(5月9日付けの手紙)
エヴァの小遣い稼ぎは、順調です。
お母さん
お手紙読みました。
うちの薬草園が順調なことに安心しました。
私がやっていた水やりが、近所の子供たちの小遣い稼ぎになっているという話に笑いました。
私が貰っていたお小遣いは、子供たちのバイト代に充ててください。
というのも、こちらで、十分な小遣いを稼ぐことができそうだからです。
保健室のフォード先生とは、まあまあ良いお付き合いができています。
最初に会ったとき、
「君の出身はどこだい?」って訊かれたので、
「アイデリー州のトーリ村です」って答えたら、
「スレイ山の近辺か?」って、訊くんです。
「そうです。麓です」って言ったら、
「アイデリー州のスレイ山近辺は薬草で有名なんだ。君は、関係者か?」ですって。
「家で母が薬草園を作ってギルドや領主さまに卸しているんです。それと、ときどき、特殊な薬草の採取依頼を引き受けることがあります」と言うと、
「君がやっている薬草の販売は、君が実家でやっていた仕事だったのか?」
と、驚いていました。
何しろ、学園はお貴族さま御用達の超名門学園ですので、実家の薬草園で働いていたり、特殊な薬草採取の依頼を引き受けて、山の中を探し回る生徒なんかいなかったのでしょう。
でも、最初の驚きが治まると、後は、ビジネスライクなお付き合いになりました。
そのうち、家で薬草園を営んでいるのだから、薬草の扱いに詳しいだろうと思ったんでしょう。
「薬草園の水やりや草引きの手伝いをしないか?」と言ってくれたのです。
フォード先生は、保健室に隣接する庭に結構広い薬草園を作っています。
家でやっていたのと似たような仕事なので、負担も少ないでしょうし小遣い稼ぎにもなるだろうと、引き受けることにしました。
水やりは毎日ですが、草引きは適当に頼むとのことで、一箇月金貨1枚くれるそうです。
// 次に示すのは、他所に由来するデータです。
PR #999, opened 2017-08-22
Simplify operationTypes validation

IvanGoncharov:
Simplify code and more importantly unify some of the exceptions.

### DIFF
--- a/src/utilities/buildASTSchema.js
+++ b/src/utilities/buildASTSchema.js
@@ -165,9 +165,9 @@ export function buildASTSchema(ast: DocumentNode): GraphQLSchema {
   }
 
   const operationTypes = schemaDef ? getOperationTypes(schemaDef) : {
-    query: nodeMap.Query && 'Query',
-    mutation: nodeMap.Mutation && 'Mutation',
-    subscription: nodeMap.Subscription && 'Subscription',
+    query: nodeMap.Query ? 'Query' : null,
+    mutation: nodeMap.Mutation ? 'Mutation' : null,
+    subscription: nodeMap.Subscription ? 'Subscription' : null,
   };
 
   if (!operationTypes.query) {
--- a/src/utilities/buildASTSchema.js
+++ b/src/utilities/buildASTSchema.js
@@ -164,57 +164,13 @@ export function buildASTSchema(ast: DocumentNode): GraphQLSchema {
     }
   }
 
-  let queryTypeName;
-  let mutationTypeName;
-  let subscriptionTypeName;
-  if (schemaDef) {
-    schemaDef.operationTypes.forEach(operationType => {
-      const typeName = operationType.type.name.value;
-      if (operationType.operation === 'query') {
-        if (queryTypeName) {
-          throw new Error('Must provide only one query type in schema.');
-        }
-        if (!nodeMap[typeName]) {
-          throw new Error(
-            `Specified query type "${typeName}" not found in document.`
-          );
-        }
-        queryTypeName = typeName;
-      } else if (operationType.operation === 'mutation') {
-        if (mutationTypeName) {
-          throw new Error('Must provide only one mutation type in schema.');
-        }
-        if (!nodeMap[typeName]) {
-          throw new Error(
-            `Specified mutation type "${typeName}" not found in document.`
-          );
-        }
-        mutationTypeName = typeName;
-      } else if (operationType.operation === 'subscription') {
-        if (subscriptionTypeName) {
-          throw new Error('Must provide only one subscription type in schema.');
-        }
-        if (!nodeMap[typeName]) {
-          throw new Error(
-            `Specified subscription type "${typeName}" not found in document.`
-          );
-        }
-        subscriptionTypeName = typeName;
-      }
-    });
-  } else {
-    if (nodeMap.Query) {
-      queryTypeName = 'Query';
-    }
-    if (nodeMap.Mutation) {
-      mutationTypeName = 'Mutation';
-    }
-    if (nodeMap.Subscription) {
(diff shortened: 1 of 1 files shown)


wincent:
Thanks @IvanGoncharov. Will take a look.

src/utilities/buildASTSchema.js
```diff
@@ -131,6 +131,7 @@ export function buildASTSchema(ast: DocumentNode): GraphQLSchema {
     throw new Error('Must provide a document ast.');
   }
 
+
```
asiandrummer: nit: remove whitespace

src/utilities/buildASTSchema.js
```diff
@@ -164,57 +165,31 @@ export function buildASTSchema(ast: DocumentNode): GraphQLSchema {
     }
   }
 
-  let queryTypeName;
-  let mutationTypeName;
-  let subscriptionTypeName;
+  let operationTypes = {
```
asiandrummer: nit: Should be `const`

src/utilities/buildASTSchema.js
```diff
@@ -164,57 +165,31 @@ export function buildASTSchema(ast: DocumentNode): GraphQLSchema {
...
-    if (nodeMap.Mutation) {
-      mutationTypeName = 'Mutation';
-    }
-    if (nodeMap.Subscription) {
-      subscriptionTypeName = 'Subscription';
-    }
   }
 
-  if (!queryTypeName) {
+  if (!operationTypes['query']) {
```
asiandrummer: `Query`?
Also, we should probably create constants to avoid this type of typos.

src/utilities/buildASTSchema.js
```diff
@@ -280,8 +255,8 @@ export function buildASTSchema(ast: DocumentNode): GraphQLSchema {
     });
   }
 
-  function getObjectType(typeNode: TypeDefinitionNode): GraphQLObjectType {
-    const type = typeDefNamed(typeNode.name.value);
+  function getObjectType(name: string): GraphQLObjectType {
```
asiandrummer: Hmm, this is an API change. Have we done a sweep to see if we're breaking anything? is `getObjectType` only used in this file?

src/utilities/buildASTSchema.js
```diff
@@ -254,12 +229,12 @@ export function buildASTSchema(ast: DocumentNode): GraphQLSchema {
...
-    mutation: mutationTypeName ?
-      getObjectType(nodeMap[mutationTypeName]) :
+    query: getObjectType(operationTypes['query']),
+    mutation: operationTypes['mutation'] ?
+      getObjectType(operationTypes['mutation']) :
       null,
-    subscription: subscriptionTypeName ?
-      getObjectType(nodeMap[subscriptionTypeName]) :
+    subscription: operationTypes['subscription'] ?
+      getObjectType(operationTypes['subscription']) :
```
asiandrummer: Same as above. Am I misunderstanding something? It looks like we aren't being consistent with the operation names (query vs. Query and etc)

src/utilities/buildASTSchema.js
IvanGoncharov: @asiandrummer Yes, since it doesn't have `export`

src/utilities/buildASTSchema.js
IvanGoncharov: @asiandrummer Done 👍

src/utilities/buildASTSchema.js
IvanGoncharov: @asiandrummer It's intentional since on line 174:
```js
operationTypes = {};
```

This is because schema definition is optional but if it present you should use it instead on relaying on type names.

src/utilities/buildASTSchema.js
IvanGoncharov: @wincent Fully remove strings now it: `operationTypes.subscription`.

> consistent with the operation names (query vs. Query and etc)

It's how spec working, inside schema definition it's `query` operation but if schema definition is absent then you should look for `Query` type. So naming is following the specification.

IvanGoncharov:
> I agree with the purpose of this PR, but I'm scared this would break some things potentially. Maybe I'm wrong

@asiandrummer I try to break my changes into small PRs that can be fully reviewed.

Right now I'm working on improving validation of SDL/IDL but before submitting my changes I want to simplify this function. Since if keep adding complexity to `graphql-js` without simplifying it code will quickly become unreadable.

src/utilities/buildASTSchema.js
asiandrummer:
```
const operationTypes  = schemaDef ? { ... } : {};
```
Above seems better to me, but it's more of a personal pref to me - again it's a nit

IvanGoncharov: @asiandrummer Great idea 👍 
I refactor out `getOperationTypes` function so it become:
```js
const operationTypes  = schemaDef ? getOperationTypes(schemaDef) : {
   ... 
};
```

asiandrummer:
@IvanGoncharov oh sorry, I meant to approve this PR a while ago. The changes look harmless - just wanted to double check that there are tests covering this part of the code, right?

IvanGoncharov:
> The changes look harmless - just wanted to double check that there are tests covering this part of the code, right?

@asiandrummer Yes, it's fully covered. Here is [negative cases](https://github.com/graphql/graphql-js/blob/master/src/utilities/__tests__/buildASTSchema-test.js#L639), positive cases are spread through the entire file so I can provide a single link for them.

leebyron:
Nice work, @IvanGoncharov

月に2、3回スレイ山へ薬草をとりに行くと、たいだい1回で銀貨5枚になります。
どちらも、家でしていたのと同じ仕事ですので、毎朝水やりして週末はスレイ山へ行くということにしました。
これで、お小遣いとしては十分すぎるほどになります。
さて、手紙にあった森の魔女がシロバナキリンソウが欲しいと言うお話、了解しました。
今後、スレイ山に行く度、探そうと思います。
確か、風通しの良い日陰を好む草だったと思うので、同じような場所を重点的に探してみるつもりです。
希少な薬草ですので、なかなか見つからないかもしれませんが、魔女も腰を据えてじっくり探して欲しいと言ってくれているので、気長に探そうと思います。
私は、当分、スレイ山のこちら側を探検してみるつもりです。
村とイースレイは、スレイ山の西と東で緯度的には同じですが、山のこちら側がどうなっているのか、全く分からないからです。
どこに何が生えているか調べて、個人的な地図を作ろうと思っています。
地図ができれば、季節に応じて、いつでも効率的に薬草をゲットできるはずです。
ところで、休みの日の私は、村にいた頃と同じ形をしています。
パンツ姿で、大きなリュックを背中にしょって、腰に魔物除けのサシェ(お母さんが魔物の嫌うムラサキカンゾウを入れて作ってくれたサシェは、直系15センチの丸い玉ですので、初めて見たパメラ以外の男爵令嬢ズが驚いていました)と山刀を下げている格好で、パッと見男子のように見えます。
お母さん、薬草採取セットを送ってくてありがとう。
こちらへ着いてすぐに、お母さんから手紙と一緒にあれらが送られて来たときは、「こんなもの、どうしろと?」と、思ったのですが、薬草採取には絶対に必要な装備です。
やっぱり、お母さんは大したものです。
これで、寒い日にはローブを羽織るのですが、この頃は暖かくなってきたので、どうかすると、シャツとパンツだけです。
この格好で男爵令嬢ズに会うと、パメラは見慣れてますし、テレサやスーザンは普通なんですが、なぜか、マーサが興奮するんです。
男子みたいで『萌える』んですって。
よく分からない反応ですが、悪意もないし、本人にすれば誉め言葉のつもりのようなので、スルーしています。
4月26日
エヴァは、家でしていたのと同じ仕事で小遣いを稼ぐことになります。